§ TASK ITEM
Write out exactly the lines below that run from the line containing "faster in C." through the last line of the records.

(Stored data entries)
PR #3857, opened 2021-01-29
Add filament_motion_sensor

TheJoshW:
Add functionality to support a Filament Motion Sensor for detecting extruder jams as well as runouts.  Works by an encoder toggling the switch_pin 0/1 as the filament is pulled through the sensor.

Everything seems to work ok, except I have seen some weirdness in pause_resume.  When pausing, the printer runs the runout_gcode however it sometimes moves back over the print job (does not affect Z, only X (and maybe Y)).  Increasing the pause_delay may resolve this.

Also pause_resume seemed a little inconsistent in how it was handled so I tried to address, not sure if this is ideal but it should resolve most issues and get people going using this plugin.  I have documented this in detail in FilamentMotionSensor.md.

Resolves #1327
Resolves #886
Resolves #249
Resolves #3715

Signed-off-by: Joshua Wherrett <thejoshw.code@gmail.com>

PR #3982, opened 2021-02-23
Add support for host tracking of the history of stepper motion

KevinOConnor:
This extends the low-level step compression code to keep a history of `queue_step` commands sent to the micro-controller.  The host can use this information to calculate the position of the stepper motor given a recent time.

This will be useful for filament sensors, as it should allow the host code to obtain the extruder position at the time of a signal from the filament sensor.

This support will also be needed for multi-mcu homing.

@Arksine , @TheJoshW, @mattshepcar - FYI.

-Kevin

### DIFF
--- a/klippy/stepper.py
+++ b/klippy/stepper.py
@@ -124,6 +124,11 @@ class MCU_stepper:
         return self._tag_position
     def set_tag_position(self, position):
         self._tag_position = position
+    def get_past_commanded_position(self, clock):
+        ffi_main, ffi_lib = chelper.get_ffi()
+        sq = self._stepqueue
+        mcu_pos = ffi_lib.stepcompress_find_past_position(sq, clock)
+        return mcu_pos * self._step_dist - self._mcu_position_offset
     def set_stepper_kinematics(self, sk):
         old_sk = self._stepper_kinematics
         self._stepper_kinematics = sk
@@ -145,7 +150,11 @@ class MCU_stepper:
         if not did_trigger or self._mcu.is_fileoutput():
             return
         params = self._get_position_cmd.send([self._oid])
-        mcu_pos_dist = params['pos'] * self._step_dist
+        last_pos = params['pos']
+        ret = ffi_lib.stepcompress_set_last_position(self._stepqueue, last_pos)
+        if ret:
+            raise error("Internal error in stepcompress")
+        mcu_pos_dist = last_pos * self._step_dist
         if self._invert_dir:
             mcu_pos_dist = -mcu_pos_dist
         self._mcu_position_offset = mcu_pos_dist - self.get_commanded_position()
--- a/klippy/chelper/__init__.py
+++ b/klippy/chelper/__init__.py
@@ -35,6 +35,10 @@ defs_stepcompress = """
         , int32_t set_next_step_dir_msgtag);
     void stepcompress_free(struct stepcompress *sc);
     int stepcompress_reset(struct stepcompress *sc, uint64_t last_step_clock);
+    int stepcompress_set_last_position(struct stepcompress *sc
+        , int64_t last_position);
+    int64_t stepcompress_find_past_position(struct stepcompress *sc
+        , uint64_t clock);
     int stepcompress_queue_msg(struct stepcompress *sc
         , uint32_t *data, int len);
 
--- a/klippy/chelper/stepcompress.c
+++ b/klippy/chelper/stepcompress.c
@@ -14,6 +14,7 @@
 // This code is written in C (instead of python) for processing
 // efficiency - the repetitive integer math is vastly faster in C.
 
+#include <math.h> // sqrt
 #include <stddef.h> // offsetof
 #include <stdint.h> // uint32_t
 #include <stdio.h> // fprintf
@@ -42,6 +43,25 @@ struct stepcompress {
     // Step+dir+step filter
     uint64_t next_step_clock;
     int next_step_dir;
+    // History tracking
+    int64_t last_position;
+    struct list_head history_list;
+};
+
+struct step_move {
+    uint32_t interval;
+    uint16_t count;
+    int16_t add;
+};
+
+#define HISTORY_EXPIRE (30.0)
+
+struct history_move {
+    struct list_node node;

§ TASK OUTPUT
 // efficiency - the repetitive integer math is vastly faster in C.
 
+#include <math.h> // sqrt
 #include <stddef.h> // offsetof
 #include <stdint.h> // uint32_t
 #include <stdio.h> // fprintf
@@ -42,6 +43,25 @@ struct stepcompress {
     // Step+dir+step filter
     uint64_t next_step_clock;
     int next_step_dir;
+    // History tracking
+    int64_t last_position;
+    struct list_head history_list;
+};
+
+struct step_move {
+    uint32_t interval;
+    uint16_t count;
+    int16_t add;
+};
+
+#define HISTORY_EXPIRE (30.0)
+
+struct history_move {
+    struct list_node node;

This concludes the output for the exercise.